Design and build scalable software capabilities to manage the availability, scheduling, and reliability of the Cloud TPU Hypercomputer stack (VMs, Networking, Storage, GKE etc.).
Architect infrastructure solutions to ensure industry-leading availability guarantees for large-scale training and inference workloads.
Develop telemetry and tooling to establish service level objectives (SLO) and service level agreements (SLA), and to enable rapid debugging of complex infrastructure issues across the fleet.
Collaborate with platform, hardware, networking, and SRE teams to scale and manage accelerator capacity, including new TPU generations, ensure a seamless experience for customers.
Design and implement reliable ML infrastructure that enables training and serving cutting edge models at massive scale, troubleshoot complex distributed system issues across the stack (hardware, kernel, network), build the automation, tooling, and telemetry needed to turn operational findings into permanent software fixes and improved SLOs.
Minimum qualifications:
Bachelor’s degree or equivalent practical experience.
2 years of experience in backend Infrastructure development.
Experience in general purpose coding languages like C++, Go, or Python development.

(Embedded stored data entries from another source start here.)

PR #39, opened 2015-01-13
MIG product_sequence

angelmoya:


product_sequence/README.rst
```diff
@@ -0,0 +1,6 @@
+A module that adds sequence to the product.
+====================================================================
+
+This module allows to associate a sequence to the product reference.
+The reference (default code) is unique (SQL constraint) and required.
+Note: This module is incompatible with nan_product_sequence.
```
pedrobaeza: You can put a contributors section with your name here. There's a suggested template for OCA modules here: https://github.com/OCA/maintainers-tools/blob/master/template/module/README.rst

product_sequence/models/__init__.py
```diff
@@ -0,0 +1,23 @@
+# -*- encoding: utf-8 -*-
+##############################################################################
+#
+#    OpenERP, Open Source Management Solution
+#    Copyright (c) 2015 Domatix (http://domatix.com)
+#                       Angel Moua <angel.moya@domatix.com>
```
pedrobaeza: s/Moua/Moya (I think you want to put your name correctly :wink:)

pedrobaeza:
As in https://github.com/OCA/product-attribute/pull/33, I would remove here the constraint about code uniqueness.

product_sequence/README.rst
```diff
@@ -0,0 +1,27 @@
+A module that adds sequence to the product.
+====================================================================
```
pedrobaeza: This line should be of the same length of the title

product_sequence/README.rst
yvaucher: This is done

yvaucher:
:+1:

product_sequence/README.rst
```diff
@@ -0,0 +1,27 @@
...
+
+This module allows to associate a sequence to the product reference.
+The reference (default code) is unique (SQL constraint) and required.
+Note: This module is incompatible with nan_product_sequence.
```
pedrobaeza: This module is no longer on 8, so you can remove it.

pedrobaeza:
:+1:

pedrobaeza:
I merge, and we will resolve later the split of the module in 2.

Experience with algorithms, data structures, software development, and distributed computing.
Preferred qualifications:
Experience designing reliable, fault-tolerant and high performance distributed systems.
Experience with building cloud based services ideally with GCP.
Experience with large-scale distributed systems or Machine Learning (ML) systems (training and serving for computer vision, speech recognition, natural language processing, machine translation models).
Experience with reliability, large-scale distributed systems, Go, Google Cloud Platform, tensor processing unit (TPU), and service level objectives.